Results from the 2021 Census also observed a trend seen in previous censuses – specifically, the Indigenous population is younger than the non-Indigenous population by almost a decade.
Although the number of Indigenous people in Canada has steadily increased, and is younger than the non-Indigenous population, Indigenous people generally have a lower participation and employment rate, and a higher unemployment rate in the labour market compared to their non-Indigenous counterparts – especially in occupations that tend to require higher levels of education.Note The existing gap in postsecondary educational attainment between Indigenous and non-Indigenous people in Canada likely contributes to this.
Efforts to address these inequalities and advance reconciliation with First Nations, Métis and Inuit people are being made through various organizations and government agreements.
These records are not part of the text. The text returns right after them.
PR #11, opened 2015-03-25
Add json output formatter

shakhat:
The patch extends output parameter with option "json". With it netperf-wrapper prints raw json data to stdout.

### DIFF
--- a/netperf_wrapper/formatters.py
+++ b/netperf_wrapper/formatters.py
@@ -202,6 +202,24 @@ class CsvFormatter(TableFormatter):
         for row in self.combine_results(results):
             writer.writerow(list(map(format_item, row)))
 
+
+class JsonFormatter(Formatter):
+    """Format the output as json."""
+
+    def format(self, results):
+        self.open_output()
+
+        data = []
+        for result in results:
+            d = result.serialise()
+            for s in sorted(result.series_names):
+                units = self.settings.DATA_SETS[s]['units']
+                d['metadata']['SERIES_META'][s]['UNITS'] = units
+            data.append(d)
+
+        self.output.write(json.dumps(data))
+
+
 class StatsFormatter(Formatter):
 
     def __init__(self, settings):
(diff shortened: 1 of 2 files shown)


tohojo:
What's the use case? The data files are already json...

shakhat:
Use case is following: My tool runs netperf-wrapper on remote machine as a single command (e.g. "ssh <host> netperf-wrapper <params>"). The tool captures stdout and then calculates stats on the local machine. 
Currently netperf-wrapper writes json into a separate file which makes it harder to unitilize it as one command (the possible workaround is to run netperf-wrapper without formatter, grep out file name and then cat this name onto stdout)

tohojo:
Right, that makes sense. I'd prefer it if there wasn't a difference in
the output generated by this and the results file, though. Storing the
units in the metadata is probably a good idea in any case, so that
should be added to the resultset somewhere. Will think about where it
makes the most sense.

Also, to make this be compatible with the results format, the outermost
json object shouldn't be wrapped in a list if there's only one
resultset. And detecting a .gz extension and applying gzip compression
would be nice.

Feel free to resubmit a pull request with the above changes. Otherwise,
I'll put it on my list. If you do resubmit, please add a Signed-Off-By:
header to the commit message.

Thanks,
-Toke

shakhat:
Ok, I'll update the patch accordingly. It would be even better to split it into two: one for units in json data file and other for json formatter.

Regards,
-Ilya

tohojo:
> Ok, I'll update the patch accordingly. It would be even better to split it into
> two: one for units in json data file and other for json formatter.

Great! You're right that splitting them up makes sense; but feel free to
do them as two commits in one pull request if that is less of a hassle :)

The 'units in the results' part should probably go in
Aggregator.collect() somewhere...

-Toke

tohojo:
Closing for now. Please open a new pull request if you re-do the patch :)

Efforts include the Government of Canada’s commitment to working closely with Indigenous Peoples to better support their plans for self-determination, recognizing and promoting Indigenous ways of knowing, being and doing and self-government. Investments are also being made in health, social, and educational services.Note Note
One important educational pathway in Canada is vocational training. This is a pathway many postsecondary students take to obtain hands-on training in a trade or occupation, after which students can become skilled trades people in high demand and essential industries, such as construction, transportation, information and digital technology, and the services sector.
In recent years, the number of new registrations in apprenticeship programs has not kept pace with the demand for skilled tradespeople. An aging workforce, particularly among the non-Indigenous population, combined with significant infrastructure investments, has increased the demand for skilled tradespeople.
Barriers to participation and success persist in the skilled trades for key groups, including Indigenous peoples, women, and racialized groups. Understanding Indigenous people’s representation and outcomes as journeypersons may lead to greater diversity and inclusion in the skilled trades, as well as increased labour supply.Note This study considers the labour market outcomes of recently certified First Nations (on- and off-reserve), Métis and Inuit journeypersons in Canada.
First Nations men are underrepresented among Indigenous journeypersons
According to the 2016 Census, Indigenous men made up 4.5% of the Indigenous population in Canada, whereas Indigenous women made up 4.8%. Of the Indigenous journeypersons aged 18 to 64 who received their certificates between 2008 and 2017, Indigenous men comprised 4.1% and Indigenous women comprised 5.1%. Overall, Indigenous people’s representation among recently certified journeypersons were comparable to their proportion of the Canadian population.